One day I drank hemp ale. Another, I ate a hemp cookie. But there were no purchases at the hemp boutique on Ward Street, so no hemp hat trick.

We stayed at the Prestige Resort, a pricey hotel at the water's edge that should be the greatest place in town, given its location. Instead, it felt like an opportunity squandered — a dull, dark building best suited to the housing of Dunder-Mifflin business travelers. Next time we'll look more closely at the New Grand Hotel (more character, lower rates) or a local B&B.

This being Canada, the town has a hockey team and a curling club, both busy from fall through late winter or early spring. The Whitewater Ski Resort, about 20 minutes outside Nelson, is a small operation (three chairlifts, 1,184 skiable acres, no lodgings) that gets big powder — an average of 40 feet of snow per winter. The resort's Fresh Tracks Cafe is a favorite among B.C. foodies, many of whom revere the "Whitewater Cooks" cookbook by former resort chef Shelley Adams.

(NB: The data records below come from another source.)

PR #640, opened 2017-08-12
Add lookup path for looking up pack paths for server rendering

gauravtiwari:
@dhh We accidentally removed this method yesterday, this is being used here for server rendering packs - https://github.com/reactjs/react-rails/blob/f3f9576345dae018dd7d7e96466824d78b19919d/lib/react/server_rendering/webpacker_manifest_container.rb#L24

### DIFF
--- a/lib/webpacker/manifest.rb
+++ b/lib/webpacker/manifest.rb
@@ -27,6 +27,10 @@ class Webpacker::Manifest
     find name
   end
 
+  def lookup_path(name)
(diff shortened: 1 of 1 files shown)


dhh:
If this is not something used inside of Webpacker, I don't see why whatever plugin needs to use it can't just implement that themselves? All the information is exposed (public output path + asset pack path)?

gauravtiwari:
Yepp makes sense 👍 

cc:// @rmosolgo

PR #646, opened 2017-08-13
WIP: Service workers

gauravtiwari:
* Adds ServiceWorker support using SWPrecache (https://github.com/GoogleChrome/sw-precache)

TODOS:
- Proper script for registering, unregistering workers and handling when cache changes.
- Passing full base url

*Note:* This doesn't work with dev-server in development env, either use watcher or on-demand compilation for testing


dhh:
I don't think this is going to cut it. I'd like to focus on a solution for service workers that'll work in all environments and situations supported by webpacker. One solution is to proxy root requests to /assets/, another would be to enable someone to have an output actually at the root.

Issue #2757, opened 2020-10-10
Webpack v5 is out!


pedrofurtado:
A great news, everyone! 🎉 

Webpack v5 is ready: https://github.com/webpack/webpack/releases/tag/v5.0.0

Happy to see upgrade plans to this version 🥇 

I can help with testing (not to much with code, in this particular case 😄)

addamove:
Waiting...

Ruff9:
It would help fix a lot of security issues introduced by webpack 4.44.2

gauravtiwari:
Thanks @pedrofurtado

I am working towards a 6.0 release that will include Webpack 5 support but we are still a couple of weeks away.

guillaumebriday:
@gauravtiwari If you need help, feel free to ping me 👍 

I tried to upgrade a webpack-boilerplate to Webpack 5, and most of plugins and loaders are not compatible yet :/

I guess we must wait a bit.

brentdodell:
@gauravtiwari, do you have a date that you'd like to have Webpack 5 support out? Are there a list of action items that need to happen to get it there?

gauravtiwari:
Thanks, @guillaumebriday will definitely do

@brentdodell 

The main goal with 6.0 is to make Webpacker leaner:
- Only JS support out of the box  (inline with https://guides.rubyonrails.org/upgrading_ruby_on_rails.html#using-webpacker)
- Optional CSS/SASS support if dependencies are installed (`css-loader` or `sass-loader` or `less-loader`)
- Optional static assets support if `file-loader` is installed

*optional features are basically like you would add `haml-rails` gem to use haml templating engine*

which means we will move away from rake installers - erb, react etc. In my opinionm, installers don't do much anyway and anyone can simply follow the docs to add bunch of dependencies to get started (much better for learning). 

We will document all installer steps in the docs. And, you can also use NPM, if needed. 

---

I can't promise the exact date but Rails 6.1 RC is due soon (end of October/first week november) so hopefully around that time.

gauravtiwari:
@pedrofurtado wondering if we can remove the title of the issue to reflect Webpacker 6.0 instead of Webpack 5?

pustovalov:
one of the blockers:
 
`webpack-assets-manifest` - currently doesn't support webpack 5, https://github.com/webdeveric/webpack-assets-manifest/pull/59#issuecomment-707821385

guillaumebriday:
[...]

PR #2797, opened 2020-12-01
Removing installers

guillaumebriday:
Removing installers as suggested in https://github.com/rails/webpacker/issues/2757


guillaumebriday:
Did I forget something @gauravtiwari ? Or did something wrong? Maybe we should add docs to explain how to install these tools?

SleeplessByte:
Shouldn't the docs be updated to reflect _how_ to integrate with X now that there's no longer an installer? I think that was the gist of https://github.com/rails/webpacker/issues/2757#issuecomment-710784864.

gauravtiwari:
Closing in favour of #2802

PR #2798, opened 2020-12-01
Adding webp and avif support by default

guillaumebriday:


gauravtiwari:
Already included this in  #2802

PR #2799, opened 2020-12-02
Add support for Yarn v2

doits:
This should make Webpacker support both Yarn 1 and 2. It comes down to the two changes:

- Use correct `yarn install` flags
- Add `webpack` and `webpack-cli` as direct per project dependencies, otherwise Yarn 2 complains about not finding the binary `webpack`

In addition `nodeLinker: node-modules` must be added to `.yarnrc.yml` for maximum compatibility, but this is left as an exercise for the user who wants to experiment with Yarn 2 for now.

---

I think supporting both Yarn versions – if those are really the only two changes – should be no problem. Later one could force to only supprt Yarn 2, but Rails must gain support for Yarn 2 before. See https://github.com/rails/rails/pull/40722 for Yarn 2 support in Rails.


n-rodriguez:
@doits I've tested your branch and it works for me :+1:

n-rodriguez:
I'm waiting for https://github.com/rails/rails/pull/40722 to be merged but I'm not sure it will be in time for Rails 6.1 :/

doits:
https://github.com/rails/rails/pull/40722 is merged 👏  even into https://github.com/rails/rails/tree/6-1-stable – maybe this can be merged, too?

n-rodriguez:
Hi there! Any news?

stouset:
Yarn 3 is now out. :(

pedrofurtado:
@stouset A PR is already open for this purpose 🎉 🍻 : https://github.com/rails/webpacker/pull/3098

stouset:
Great news!

PR #2815, opened 2020-12-20
Fix references to webpack and webpacker versions

tagliala:
Webpacker 6.x supports webpack 5.x

[ci skip]


gauravtiwari:
thank you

"I just moved here to retire," Aza Samchuck told me one afternoon as he sat astride a bicycle and watched teenagers leap from a piling into the chilly water. He is 35, Samchuck said, but because he's done well in his profession, he can arrange a few lucrative days of out-of-town work per month, then hang loose in Nelson the rest of the time. Of course, I had to ask his profession.

"I tattoo people," he said.

For a less bohemian, more Victorian Nelson, head to Vernon and Ward streets, where you can nurse a drink inside the stone-faced Hume Hotel (1898) and gaze north to the old ivy-cloaked courthouse (1902) or east to the Touchstones Nelson Museum of Art and History (1902 again). Nearby on Victoria Street, there's the restored Capitol Theatre (1927) and the old jail, now Selkirk College's Kootenay School of the Arts. Near Latimer and Ward streets, there's the big, old red-brick fire hall (1913) and the old brewery (1899), now home to the new Nelson Brewing Co., which specializes in organic ales.